5.4 Oneigenlijk gebruik
misbruik
Er geldt een aantal beperkingen voor de aftrek van het liquidatieverlies. De wetgever heeft ernaar gestreefd misbruik van de liquidatieverliesregeling zoveel mogelijk te voorkomen. Hierbij gaat het onder andere om een antimisbruikbepaling bij:
- verkoop binnen het concern;
- liquidatie van de tussenholding.
5.4.1 Verkoop binnen concern
eigen verlies
Een reorganisatie kan ertoe leiden dat u een deelneming verkoopt binnen uw eigen groep. In dat geval kunt u het opgeofferde bedrag van de kopende bv niet hoger stellen dan het opgeofferde bedrag van de verkopende bv. Zonder deze bepaling zou u door middel van de overdracht van een deelneming binnen uw groep het eerder opgeofferde bedrag zonder heffing van vennootschapsbelasting kunnen verhogen, waarna bij liquidatie van de dochter het aftrekbare liquidatieverlies dienovereenkomstig zou toenemen.
Beperking van het maximale liquidatieverlies
Moer bv verkoopt haar 100%-belang in Hamer bv aan haar zustervennootschap Verf bv. De verkoopprijs is vastgesteld op € 75.000, terwijl het opgeofferde bedrag voor Moer bv € 18.000 was. Op de verkoopwinst van Moer bv is de deelnemingsvrijstelling van toepassing.
Voorkomen
Het opgeofferde bedrag voor Verf bv is echter geen € 75.000, maar € 18.000. Hiermee voorkomt de wetgever dat Verf bv bij liquidatie van Hamer bv een liquidatieverlies van maximaal € 75.000 in aanmerking kan nemen. Zou Hamer bv niet zijn verkocht aan Verf bv, dan zou het liquidatieverlies maximaal € 18.000 hebben bedragen.
5.4.2 Liquidatie van een tussenholding
Als u besluit een tussenholding te liquideren, is het aftrekbare liquidatieverlies beperkt tot het eigen verlies van de tussenholding. Deze regeling moet voorkomen dat het verlies van de deelneming van de tussenholding tweemaal in aanmerking wordt genomen. U kunt het verlies dan namelijk eenmaal in aanmerking nemen bij de liquidatie van de tussenholding en eenmaal bij de ontbinding van de deelneming.

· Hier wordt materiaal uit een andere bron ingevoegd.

Issue #2175, opened 2020-04-12
API V3 - Import Files


adrian-lara:
Build out the following v2 endpoints into v3, update fields shown in Swagger, and also make changes as listed:
- [x] **/api/v2/import_files/{id}/ - delete**: move
- [x] **/api/v2/import_files/{id}/ - get**: move
- [x] **/api/v2/import_files/{id}/data_quality_progress/ - get**: deprecate
- [x] **/api/v2/import_files/{id}/filtered_mapping_results/ - post**: name /mapping_results/ (vs filtered_mapping...)
- [x] **/api/v2/import_files/{id}/first_five_rows/ - get**: move
- [x] **/api/v2/import_files/{id}/mapping_done/ - put**: move to post
- [x] **/api/v2/import_files/{id}/mapping_suggestions/ - get**: investigate whether it's used. maybe should be on columns
- [x] **/api/v2/import_files/{id}/matching_and_geocoding_results/ - get**: move
- [x] **/api/v2/import_files/{id}/perform_mapping/ - post**: name /map/ (vs perform_mapping)
- [x] **/api/v2/import_files/{id}/raw_column_names/ - get**: move
- [x] **/api/v2/import_files/{id}/save_column_mappings/ - post**: move to organizations/{id}/column_mappings
- [x] **/api/v2/import_files/{id}/save_raw_data/ - post**: name /start_save_data/
- [x] **/api/v2/import_files/{id}/start_data_quality_checks/ - post**: move
- [x] **/api/v2/import_files/{id}/start_system_matching_and_geocoding/ - post**: move
- [x] **/api/v2/import_files/{id}/validate_use_cases/ - post**: move

Consider splitting this into multiple PRs as code changes could be substantial and difficult to review and test if one PR covers all these bullets.

Additionally, review the following:
- [ ] use of DRF ViewSets.
- [ ] use of decorators is reasonable/
- [ ] comments include at least a description. Details about incoming or outgoing fields are nice-to-haves as well.

Manual Testing:
Visit the /app/#/api/swagger page and "Execute" the endpoints listed above.

macintoshpie:
Note the endpoint `/api/v2/import_files/{id}/data_quality_progress/` is no longer used.  it appears `/api/v2/progress/:1:SEED:check_data:PROG:5/` is the location that does this described work.

macintoshpie:
`/api/v2/import_files/{id}/mapping_suggestions` is still being used in the mapping_controller

[...]

PR #2244, opened 2020-06-04
(2175) Feat/api v3 import files

macintoshpie:
#### What's this PR do?
Bump up the `import_files` endpoint to v3, tweak some names, and make swagger docs. Also, removed a dead endpoint, `data_quality_progress`.

Test each of the endpoints with `/import_files/` prefix
- probably a good idea to import at least two files for testing (one for deleting and another for running the other endpoints on)

Also test `organizations/{id}/column_mappings` endpoint.
- Just fill the template data with something reasonable, then you can check in the shell with `ImportFile.objects.get(id=<your id here>).cached_mapped_columns`
#2175


seed/views/v3/import_files.py
```diff
@@ -540,34 +473,9 @@ def start_data_quality_checks(self, request, pk=None):
             'progress': return_value,
         })
 
-    @api_endpoint_class
-    @ajax_request_class
-    @action(detail=True, methods=['GET'])
-    def data_quality_progress(self, request, pk=None):
```
macintoshpie: This endpoint is no longer used

seed/views/v3/import_files.py
```diff
@@ -669,7 +538,14 @@ def mapping_done(self, request, pk=None):
...
 
-        import_file = ImportFile.objects.get(pk=import_file_id)
+        try:
+            import_file = ImportFile.objects.get(pk=import_file_id)
+        except ImportFile.DoesNotExist:
+            return JsonResponse({
+                'status': 'error',
+                'message': 'no import file with given id'
+            }, status=status.HTTP_404_NOT_FOUND)
+
```
macintoshpie, line 548: Wrapped in try except just because I noticed it wasn't already

seed/utils/api_schema.py
```diff
@@ -80,20 +86,27 @@ def path_id_field(self, description):
...
             openapi.IN_BODY,
             description=description,
             required=required,
-            schema=self._build_body_schema(params_to_formats)
+            schema=cls.schema_factory(params_to_formats)
         )
 
-    def _build_body_schema(self, params_to_formats):
+    @classmethod
+    def schema_factory(cls, params_to_formats):
```
adrian-lara, line 100: 👍 I like this name better!

seed/views/v3/organizations.py
```diff
@@ -15,10 +18,46 @@
...
+                'to_field': 'gross_floor_area',
+                'to_field_display_name': 'Gross Floor Area',
+                'to_table_name': 'PropertyState',
+            }
+        ]
+    }
+    """
+    mappings = serializers.ListField(child=MappingSerializer())
+
+
```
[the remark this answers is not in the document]
macintoshpie: I feel kind of indifferent about it. It's only use is for swagger documentation currently, so to me it feels a little weird to "legitimize" the serializer when it's not really used. If we refactor the endpoints to use it then I'd probably be for it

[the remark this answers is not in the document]
adrian-lara: I was thinking about how surprising it was to find ColumnMapping-specific Serializers in the Organization Views file, especially once the organization endpoints continue to be built out further. In a sense, I was kind of "distracted" by it when opening this file.

I do get what you mean though - their existence is completely dependent on it being needed for an organization Swagger response. 

What do you think about moving it and adding some comments as to the purpose of each class (and how they're only used for a Swagger-specific response)?

seed/views/v3/import_files.py
```diff
@@ -0,0 +1,808 @@
...
+                    'status': 'error',
+                    'message': 'Internal problem occurred, more than one merge record found'
+                },
+                status=status.HTTP_500_INTERNAL_SERVER_ERROR
+            )
+
+        return audit_entry[0]
+
+    @swagger_auto_schema(
+        request_body=AutoSchemaHelper.schema_factory({
```
adrian-lara, line 370: Seeing it in _action_ - what do you think about renaming this to "body_schema_factory"? If you agree with the change, we could also just do it in the next PR, where the other v3 endpoints are built out.

seed/views/v3/organizations.py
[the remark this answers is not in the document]
macintoshpie: That works for me 👍

seed/views/v3/import_files.py
macintoshpie: I might prefer to keep it generic, as there's nothing relating this directly to the body. In #2247 I also use it to create _response_ schemas as well (rather than a serializer).

adrian-lara: Ah ok, didn't realize it could be used in that way. Agree - let's keep it as is. 👍

Issue #2250, opened 2020-06-09
API V3 - Properties


adrian-lara:
Build out the following v2 endpoints into v3, update fields shown in Swagger, and also make changes as listed:

### V2 (separate PR?)
- [x] **/api/v2/properties/ - get**: move
- [x] **/api/v2/properties/{id}/ - get**: move
- [x] **/api/v2/properties/{id}/ - put**: move
- [x] **/api/v2/properties/{id}/delete_measures/ - deprecate
- [x] **/api/v2/properties/{id}/delete/ - delete**: deprecate - can potentially leave "hanging" -State object
- [x] **/api/v2/properties/{id}/links/ - post**: Should be a get
- [x] **/api/v2/properties/{id}/match_merge_link/ - post**: move
- [x] **/api/v2/properties/{id}/measures/ - : deprecate
- [x] **/api/v2/properties/{id}/pair/ - put**: move
- [x] **/api/v2/properties/{id}/taxlots/ - get**: deprecate
- [x] **/api/v2/properties/{id}/unmerge/ - post**: change to put
- [x] **/api/v2/properties/{id}/unpair/ - put**: move
- [x] **/api/v2/properties/{id}/update_measures/ - put**: deprecate
- [x] **/api/v2/properties/batch_delete/ - delete**: move
- [x] **/api/v2/properties/columns/ - get**: move
- [x] **/api/v2/properties/cycles/ - post**: Rename to "filter_by_cycle"
- [x] **/api/v2/properties/filter/ - post**: move
- [x] **/api/v2/properties/mappable_columns/ - get**: move
- [x] **/api/v2/properties/merge/ - post**: move
- [x] **/api/v2/properties/meters_exist/ - post**: move

### V2.1 (separate PR?)
- [x] **/api/v2.1/properties/ - get**: needs to be investigated - Check the BRICR style workflow. I think this one matches the green building registry and uses more Django-y methods.
- [x] **/api/v2.1/properties/{id}/ - get**: deprecate
- [x] **/api/v2.1/properties/{id}/building_sync/ - get**: move
- [x] **/api/v2.1/properties/{id}/hpxml/ - get**: move
- [x] **/api/v2.1/properties/{id}/update_with_building_sync/ - put**: move
- [x] **/api/v2.1/properties/{properties_pk}/notes/ - get**: move (keep nested router pattern)
- [x] **/api/v2.1/properties/{properties_pk}/notes/ - post**: move (keep nested router pattern)
[...]

PR #2255, opened 2020-06-11
2250 refactor/api v3 properties

macintoshpie:
#### What's this PR do?
Moves the api v2 properties endpoints to v3. Includes some refactoring and swagger docs.
Test all `/properties/*` endpoints on the swagger page
#2250


seed/views/v3/properties.py
```diff
@@ -45,3 +208,769 @@ def labels(self, request):
...
+            return JsonResponse(
+                {'status': 'error', 'message': 'Need to pass organization_id as query parameter'},
+                status=status.HTTP_400_BAD_REQUEST)
+
+        response = properties_across_cycles(org_id, profile_id, cycle_ids)
+
+        return JsonResponse(response)
+
+    @swagger_auto_schema(
+        manual_parameters=[
```
aviveiros11, line 268: This `Add Item` option is slick

seed/views/v3/properties.py
```diff
@@ -45,3 +208,769 @@ def labels(self, request):
...
+            AutoSchemaHelper.query_org_id_field(),
+            AutoSchemaHelper.query_integer_field(
+                'cycle',
+                required=False,
+                description='The ID of the cycle to get properties'),
```
aviveiros11, line 273: This `Add Item` option is slick

seed/views/v3/properties.py
```diff
@@ -45,3 +208,769 @@ def labels(self, request):
...
+            del h['state_id']
+
+        return history, master
+
+    @swagger_auto_schema_org_query_param
+    @api_endpoint_class
+    @ajax_request_class
+    def retrieve(self, request, pk=None):
+        """
+        Get property details
```
aviveiros11, line 769: Should we let the user know to use the `property_view_id` here to avoid confusion with the `property_state_id`?

seed/views/v3/properties.py
```diff
@@ -45,3 +208,769 @@ def labels(self, request):
...
+        - get the property audit log for this property state
+        - if the new property state has extra_data, the original extra_data is update'd
+        - and then whoa stuff about the audit log?
+        - I'm going to assume 'Import Creation' is the key I'm looking for
+        - create a serializer for the new property state
+        - if it's valid, save this new serialized data to the db
+        - assign it to the original property view and save the property view
+        - create a new property audit log for this change
+        - return a 200 if created
+        """
```
aviveiros11, line 820: We should probably revise the roadmap above to exclude mental notes.  Specifically on lines 810, 813, 814.

seed/views/v3/properties.py
macintoshpie: That's a great question, @adrian-lara what are your thoughts on this? Looking at the detail views (those that use `id` in the path), they all seem to be using property view ids. Does the user of the api know/care about property states?

adrian-lara: From what I've seen, frontend users have no notion of inventory -Views or -States.

Are all the property endpoints using View ID? If so, I'd definitely feel OK using just `id` and **not clarifying** it's actually a View ID.

seed/views/v3/properties.py
```diff
@@ -45,3 +208,767 @@ def labels(self, request):
...
+    @has_perm_class('can_modify_data')
+    @action(detail=False, methods=['POST'])
+    def merge(self, request):
+        """
+        Merge multiple property records into a single new record, and run this
+        new record through a match and merge round within it's current Cycle.
+        """
+        body = request.data
+
+        state_ids = body.get('state_ids', [])
```
macintoshpie, line 351: @adrian-lara @aviveiros11 I missed this, it looks like we _do_ use property state ids in a body for this request. Maybe we should clarify that path ids are property view ids. Thoughts?

seed/views/v3/properties.py
```diff
@@ -45,3 +208,767 @@ def labels(self, request):
...
+    @ajax_request_class
+    @has_perm_class('requires_viewer')
+    @action(detail=False, methods=['GET'])
+    def filter_by_cycle(self, request):
+        """
+        List all the properties	with all columns
+        """
+        org_id = request.query_params.get('organization_id', None)
+        profile_id = request.query_params.get('profile_id', -1)
+        cycle_ids = request.query_params.get('cycle_ids', [])
```
macintoshpie, line 256: This is broken, drf-yasg gives query array as abc=1,2,3 while django expects abc=1&abc=2&abc=3. On my list to come back and fix this by just splitting on commas

macintoshpie: more context: https://github.com/axnsan12/drf-yasg/issues/317#issuecomment-486104837

seed/views/v3/properties.py
adrian-lara: I think we should convert these to view_ids. Check out https://github.com/SEED-platform/seed/pull/2257/commits/cb17d404b62964667702712699d70e02d4165f85

seed/views/v3/properties.py
macintoshpie: After a discussion, we decided to change the view http method to POST. Reasoning is that it's messy to split on commas (swagger method), we want to be able to do requests from swagger (django method prevents) and its overcomplicated to allow both.

seed/views/v3/properties.py
```diff
@@ -45,3 +208,771 @@ def labels(self, request):
...
+                required=False,
+                description='Determine whether or not to show only the used fields. Ones that have been mapped'
+            )
+        ]
+    )
+    @api_endpoint_class
+    @ajax_request_class
+    @has_perm_class('requires_viewer')
+    @action(detail=False, methods=['GET'])
+    def columns(self, request):
```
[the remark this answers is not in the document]
macintoshpie: That makes sense, I'll make that change

seed/views/v3/properties.py
```diff
@@ -45,3 +208,771 @@ def labels(self, request):
...
+        unitted_columns = [add_pint_unit_suffix(organization, x) for x in columns]
+
+        return JsonResponse({'status': 'success', 'columns': unitted_columns})
+
+    @swagger_auto_schema_org_query_param
+    @api_endpoint_class
+    @ajax_request_class
+    @has_perm_class('requires_viewer')
+    @action(detail=False, methods=['GET'])
+    def mappable_columns(self, request):
```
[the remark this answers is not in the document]
macintoshpie: I like it, will change it

seed/views/v3/properties.py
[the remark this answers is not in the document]
macintoshpie: After looking into it, all we needed to do was deprecate this view. I also added the `add_pint_unit_suffix` to the `list` view for columns. See 02dec60a4ee2b3a0423ee38485c6ca5596c80ff0

seed/views/v3/properties.py
```diff
@@ -2,28 +2,191 @@
...
+                        'total': 0
+                    },
+                    'cycle_id': None,
+                    'results': []
+                })
+
+        # Return property views limited to the 'inventory_ids' list.  Otherwise, if selected is empty, return all
+        if 'inventory_ids' in request.data and request.data['inventory_ids']:
+            property_views_list = PropertyView.objects.select_related('property', 'state', 'cycle') \
+                .filter(property_id__in=request.data['inventory_ids'],
```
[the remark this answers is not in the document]
macintoshpie: (note to self) I will research if there are existing relevant tests which I can move to v3. If so, I might go ahead and refactor this function to use non-canonical ids.

seed/views/v3/columns.py
```diff
@@ -96,7 +98,7 @@ def list(self, request):
         """
         organization_id = self.get_organization(self.request)
         inventory_type = request.query_params.get('inventory_type', 'property')
-        only_used = request.query_params.get('only_used', False)
+        only_used = json.loads(request.query_params.get('only_used', 'false'))
```
macintoshpie, line 101: Note that we were previously getting the query param as a string, which means when doing conditionals with it later it would always be true whenever this param was set.

Issue #2179, opened 2020-04-12
API V3 - Data Quality


adrian-lara:
Build out the following v2 endpoints into v3, update fields shown in Swagger, and also make changes as listed. Note that the path ID is Organization ID. See comments below for more details:
- [x] **/api/v2/data_quality_checks/ - post**: ~~investigate - maybe nested rules under data_quality_checks~~ move to /data_quality_checks/{organization_id}/start - has nothing to do with Rules, instead, this starts a DQ check.
- [x] **/api/v2/data_quality_checks/results/ - get**: move
- [x] **/api/v2/data_quality_checks/{id}/csv/ - get**: investigate - id is "importfile or cache key" - move to /data_quality_checks/results_csv
- [x] **/api/v2/data_quality_checks/data_quality_rules/ - get**: move to /data_quality_checks/{organization_id}/rules - update response format
- [x] **/api/v2/data_quality_checks/reset_all_data_quality_rules/ - put**: deprecate
- [x] **/api/v2/data_quality_checks/reset_default_data_quality_rules/ - put**: move to /data_quality_checks/{organization_id}/rules/reset - update response format
- [x] **/api/v2/data_quality_checks/save_data_quality_rules/ - post**: ~~slated for refactor - possibly move to /data_quality_checks/{organization_id}/rules/batch_save~~ replace with /data_quality_checks/{organization_id}/rules/{id} PUT for individual rules

Additionally, review the following:
- [ ] use of DRF ViewSets.
- [ ] use of decorators is reasonable/
- [ ] comments include at least a description. Details about incoming or outgoing fields are nice-to-haves as well.

Manual Testing:
Visit the /app/#/api/swagger page and "Execute" the endpoints listed above.

adrian-lara:
Ideally, these endpoints would become more "RESTful" by doing the following. A DataQualityCheck object would be a nested resource under an Organization, and Rules would be a nested resource under DataQualityChecks.

Unfortunately, the underlying models would need to be refactored - expanding this work beyond the scope of the API V3 effort. Currently, each Organization only has one DataQualityCheck object, and custom logic is built into the DataQualityCheck model to ensure an organization only has one DataQualityCheck object. Each of the endpoints above use an Organization ID to "retrieve" an Organization's one and only DataQualityCheck object - treating the Organization ID as if it's a DataQualityCheck ID.  In those cases, it's passed in as a query parameter.

[...]

PR #2257, opened 2020-06-15
2179 api v3 dq

adrian-lara:
The previous Data Quality Check endpoints worked but could be improved upon in terms of "RESTful-ness" and DRF serializer usage.

#### What's this PR do?
Build out V3 Data Quality Check and Data Quality Check Rule endpoints per the attached issue. 

Start using nested_routers to separate Rule resource. Start using Rule serializer to allow the usage of auto-generated Django Rest Framework endpoints.

"Try" the API V3 Data Quality Check and Data Quality Check Rule endpoints. 

Code review can be done by viewing commits in order.

#2179


seed/views/v3/rules.py
```diff
@@ -0,0 +1,281 @@
...
+        request_body=SaveDataQualityRulesPayloadSerializer,
+        responses={
+            200: DataQualityRulesResponseSerializer
+        }
+    )
+    @api_endpoint_class
+    @ajax_request_class
+    @has_perm_class('requires_parent_org_owner')
+    @action(detail=False, methods=['POST'])
+    def batch_save(self, request, nested_1_pk=None):
```
adrian-lara, line 182: No need to review as this is still being updated.

seed/views/v3/data_quality.py
```diff
@@ -148,23 +148,22 @@ class DataQualityViews(viewsets.ViewSet):
             })
         }
     )
-    def create(self, request):
+    @api_endpoint_class
+    @ajax_request_class
+    @has_perm_class('requires_member')
+    @action(detail=True, methods=['POST'])
+    def start(self, request, pk):
```
macintoshpie, line 68: Since this breaks convention with the PK being Organization not DataQuality, what do you think about using `organization_pk` rather than just `pk` here?

seed/serializers/rules.py
```diff
@@ -0,0 +1,105 @@
...
+        from the same org.
+        """
+        if label is not None and label.super_organization_id != self.instance.data_quality_check.organization_id:
+            raise serializers.ValidationError(
+                f'Label with ID {label.id} not found in organization, {self.instance.data_quality_check.organization.name}.'
+            )
+        else:
+            return label
+
+    def validate(self, data):
```
adrian-lara, line 56: This method was an attempt to replicate the manual validation checks happening in the previous DQ `save_data_quality_rules` endpoint.

seed/views/v3/data_quality_check_rules.py
```diff
@@ -0,0 +1,79 @@
...
+    name='update',
+    decorator=swagger_auto_schema(manual_parameters=[nested_org_id_path_field])
+)
+class DataQualityCheckRuleViewSet(viewsets.GenericViewSet, ListModelMixin, UpdateWithoutPatchModelMixin):
+    serializer_class = RuleSerializer
+    model = Rule
+    pagination_class = None
+
+    def get_queryset(self):
+        # Handle the anonymous case (e.g. Swagger page load)
```
adrian-lara, line 50: Swagger page was loading with an error/warning, and this was the fix: https://github.com/carltongibson/django-filter/issues/966

seed/views/v3/data_quality.py
```diff
@@ -10,124 +10,40 @@
 from celery.utils.log import get_task_logger
```
macintoshpie, line 10: What do you think about renaming this file to data_quality_checks.py?
I think thus far our files have been following the plural form of the model.

seed/serializers/rules.py
adrian-lara: Hoping for feedback on the "two" validations performed here.

Could we make it easier to follow? Is it correct, or are there any logical holes or cases not covered? Is there a better way to implement this?

adrian-lara: @lainsworth8801 Might be worth your second opinion since you implemented the checks initially.

seed/serializers/rules.py
```diff
@@ -0,0 +1,105 @@
...
+        contained in 'validate_{field_name}' methods which are only checked when
+        that field is in 'data'.
+        """
+        data_invalid = False
+        validation_messages = []
+
+        # Rule with SEVERITY setting of "valid" should have a Label.
+        severity_is_valid = self.instance.severity == Rule.SEVERITY_VALID
+        severity_unchanged = 'get_severity_display' not in data
+        severity_will_be_valid = data.get('get_severity_display') == "valid"
```
macintoshpie, line 70: Not sure if this is any better, but maybe we could do `dict([(display, val) for val, display in Rule.SEVERITY])[Rule.SEVERITY_VALID]` instead of comparing directly to a string literal

seed/views/v3/data_quality.py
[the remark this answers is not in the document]
adrian-lara: Good catch! 👍

seed/serializers/rules.py
```diff
@@ -0,0 +1,105 @@
...
+            'required',
+            'rule_type',
+            'severity',
+            'status_label',
+            'table_name',
+            'text_match',
+            'units',
+        ]
+
+    def validate_label(self, label):
```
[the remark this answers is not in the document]
adrian-lara: Yes and yes! Nice catch 💯

seed/views/v3/data_quality_checks.py
```diff
@@ -0,0 +1,168 @@
...
+    @has_perm_class('requires_member')
+    @action(detail=True, methods=['POST'])
+    def start(self, request, organization_id):
+        """
+        This API endpoint will create a new data_quality check process in the background,
+        on potentially a subset of properties/taxlots, and return back a query key
+        """
+        body = request.data
+        property_state_ids = body['property_state_ids']
+        taxlot_state_ids = body['taxlot_state_ids']
```
adrian-lara, line 78: @macintoshpie Do you think these should be `_view_ids` instead? I'm leaning that way but wanted your thoughts.

macintoshpie: I'm honestly not sure. I took a look at how the api is used on the front end ([here](https://github.com/SEED-platform/seed/blob/4829ad94af7b7391e6ce28f8873c6d0b39bcdc94/seed/static/seed/js/controllers/inventory_list_controller.js#L404)) and it seems kind of trivial to make the change there. I'm not totally sure how, on the backend, you find the correct property states given a list of property views, but if that's easy as well then 🤷 .

I guess this goes back to our discussion of whether an api user is aware of and cares about <Inventory>States.

adrian-lara: Agree - both wouldn't take too much effort to change. I'll tag you for re-review.

Issue #2183, opened 2020-04-12
API V3 - Column Mapping Profiles


adrian-lara:
Build out the following v2 endpoints into v3, update fields shown in Swagger, and also make changes as listed:
- [x] **/api/v2/column_mapping_presets/ - get**: rename "filter" and use POST for 'preset_type' array param passed via body
- [x] **/api/v2/column_mapping_presets/ - post**: column_mapping_profiles
- [x] **/api/v2/column_mapping_presets/{id}/ - put**: column_mapping_profiles
- [x] **/api/v2/column_mapping_presets/{id}/ - delete**: column_mapping_profiles (make visible on Swagger page)
- [x] **/api/v2/column_mapping_presets/suggestions/ - post**: column_mapping_profiles

Additionally, review the following:
- [ ] use of DRF ViewSets.
- [ ] use of decorators is reasonable/
- [ ] comments include at least a description. Details about incoming or outgoing fields are nice-to-haves as well.

Manual Testing:
Visit the /app/#/api/swagger page and "Execute" the endpoints listed above.

PR #2262, opened 2020-06-23
2183 api v3 column mapping profile

adrian-lara:
Test Column Mapping Profile endpoints on the Swagger page.

#2183


seed/views/v3/column_mapping_profiles.py
```diff
@@ -0,0 +1,313 @@
...
+              required: true
+              paramType: path
+            - name: name
+              description: Name of profile
+              required: false
+              paramType: body
+            - name: mappings
+              description: List of dictionaries
+              required: false
+              paramType: body
```
macintoshpie, line 104: Do you think we can delete these old swagger docs here as well as in the other views?

Issue #2259, opened 2020-06-22
API V3 - LabelInventory (property or tax lot)


adrian-lara:
Build out the following v2 endpoints into v3, update fields shown in Swagger, and also make changes as listed:

- [ ] **/api/v2/labels-taxlot/ - put**: move to LabelInventoryViewSet and labels_inventories.py
- [ ] **/api/v2/labels-property/ - put**: move to LabelInventoryViewSet and labels_inventories.py

NOTE: Use a similar entry in `urlpatterns` in the v3/urls.py file as in v2/urls.

Additionally, review the following:
- [ ] use of DRF ViewSets.
- [ ] use of decorators is reasonable/
- [ ] comments include at least a description. Details about incoming or outgoing fields are nice-to-haves as well.

Manual Testing:
Visit the /app/#/api/swagger page and "Execute" the endpoints listed above.

macintoshpie:
Note that it seems any authenticated user can currently add and remove labels to any property in SEED (eg cross org). Will discuss this further with Adrian

PR #2264, opened 2020-06-23
2259 refactor/api v3 label inventory

macintoshpie:
#### What's this PR do? 
Moves v2 /labels-taxlot and /labels-property views to v3 
Test `api/v3/labels_taxlot/` and `api/v3/labels_property/` on swagger page
#2259


macintoshpie:
> Empty inventory_ids and populated remove_label_ids does it to everything

That's appears to be the intended effect, though it _should_ limit itself to the removal of labels that are within the org. If this is not what we want then we can change that. I'll make this PR a draft until we decide what to do here.

adrian-lara:
> > Empty inventory_ids and populated remove_label_ids does it to everything
> 
> That's appears to be the intended effect, though it _should_ limit itself to the removal of labels that are within the org. If this is not what we want then we can change that. I'll make this PR a draft until we decide what to do here.

That's a good point - I could definitely imagine users wanting to just completely remove a label from their entire org's properties or tax lots.

Looking into the way it's used on the FE, inventory_ids are basically required since the Update Labels button isn't "activated" until records are checked on the inventory list page. Given that, I'd vote to keep the changes you have currently (also requiring it for the API endpoint). What do you think?

macintoshpie:
I think that sounds good 👍

Issue #2182, opened 2020-04-12
API V3 - Column List Profiles


adrian-lara:
Build out the following v2 endpoints into v3, update fields shown in Swagger, and also make changes as listed:
- [x] **/api/v2/column_list_settings/ - get**: name column_list_profiles
- [x] **/api/v2/column_list_settings/ - post**: name column_list_profiles
- [x] **/api/v2/column_list_settings/{id}/ - delete**: name column_list_profiles
- [x] **/api/v2/column_list_settings/{id}/ - get**: name column_list_profiles
- [x] **/api/v2/column_list_settings/{id}/ - patch**: deprecate
- [x] **/api/v2/column_list_settings/{id}/ - put**: name column_list_profiles

Additionally, review the following:
- [ ] use of DRF ViewSets.
- [ ] use of decorators is reasonable/
- [ ] comments include at least a description. Details about incoming or outgoing fields are nice-to-haves as well.

Manual Testing:
Visit the /app/#/api/swagger page and "Execute" the endpoints listed above.

Issue #2254, opened 2020-06-10
API V3 - Geocode, UBID, and Misc.


adrian-lara:
Build out the following v2 endpoints into v3, update fields shown in Swagger, and also make changes as listed:

Geocode:
- [x] **/api/v2/geocode/confidence_summary/ - post**: move. Keep as POST for array
- [x] **/api/v2/geocode/geocode_by_ids/ - post**: move. Keep as POST for array

UBID:
- [x] **/api/v2/ubid/decode_by_ids/ - post**: move. Keep as POST for array
- [x] **/api/v2/ubid/decode_results/ - post**: move. Keep as POST for array

Misc 2.0:
- [x] **/api/v2/version/ - get**: move to /api/version
- [x] **/api/v2/schema/ - get**: investigate - search FE - likely deprecate
- [x] **/api/v2/progress/{id}/ - get**: move
- [x] **/api/v2/get_upload_details/ - get**: investigate - search FE - likely deprecate

Misc 2.1:
- [x] **/api/v2.1/portfolio_manager/report/ - post**: move
- [x] **/api/v2.1/portfolio_manager/template_list/ - post**: move
- [x] **/api/v2.1/tax_lot_properties/export/ - post**: move

Additionally, review the following:
- [ ] use of DRF ViewSets.
- [ ] use of decorators is reasonable/
- [ ] comments include at least a description. Details about incoming or outgoing fields are nice-to-haves as well.

Manual Testing:
Visit the /app/#/api/swagger page and "Execute" the endpoints listed above.

PR #2269, opened 2020-06-24
2182 api v3 column list profiles

adrian-lara:
#2182 

Test listed endpoints from the associated GH Issue within SEED's Swagger page.


seed/tests/test_api.py
```diff
@@ -32,32 +32,6 @@ def test_get_api_endpoints_utils(self):
         for url, fn in res.items():
             self.assertTrue(fn.is_api_endpoint)
             self.assertTrue(url.startswith('/'))
-            # these urls are generated by the DRF router and with /?
```
adrian-lara, line 35: @nllong and/or @axelstudios 
I removed this thinking it was stale. ([It's from the initial commit of SEED.](https://github.com/SEED-platform/seed/blame/2d924db8d16c2052034d5b0e3889c53b5b2b3f24/seed/tests/test_api.py#L94)).

Before this removal, we just kept adding URIs to the tuple below. It seemed unnecessary, but let me know if you all have more historical background on this and why we've kept it.

axelstudios: I'll be glad to see that gone if it's no longer needed

macintoshpie: After taking a look myself, I'm not sure we really need it anymore. it's used by the `get_api_schema` view, at `/api/v2/schema`. If we're deprecating that view it might be nice to clean all of that stuff up

adrian-lara: > After taking a look myself, I'm not sure we really need it anymore. it's used by the `get_api_schema` view, at `/api/v2/schema`. If we're deprecating that view it might be nice to clean all of that stuff up

That endpoint might be cleaned up (/deprecated) with #2254.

Doorschuiven van het opgeofferde bedrag
correctie liquidatie-verlies
Moer bv stort € 150.000 als kapitaal in een tussenholding (Holding bv). Holding bv gebruikt dit bedrag om alle aandelen van Werk bv te kopen. Na de verkoop gaat het echter niet zo goed met Werk bv. Door de geleden verliezen daalt de waarde van Werk bv na de overname tot € 70.000. Vervolgens wordt Holding bv geliquideerd. De liquidatie-uitkering bedraagt € 70.000 (de waarde van de deelneming in Werk bv) terwijl door Moer bv € 150.000 in holding bv is geïnvesteerd. Het liquidatieverlies is dus in principe € 80.000.
Doorschuiven
Op basis van de wettelijke regeling moet Moer bv nu een correctie op het liquidatieverlies toepassen ter grootte van de waardedaling van Werk bv na de verwerving door Holding bv. Aangezien deze daling € 80.000 bedroeg, kan Moer bv geen liquidatieverlies in aanmerking nemen. Deze € 80.000 mag zij echter doorschuiven naar het opgeofferde bedrag in Werk bv.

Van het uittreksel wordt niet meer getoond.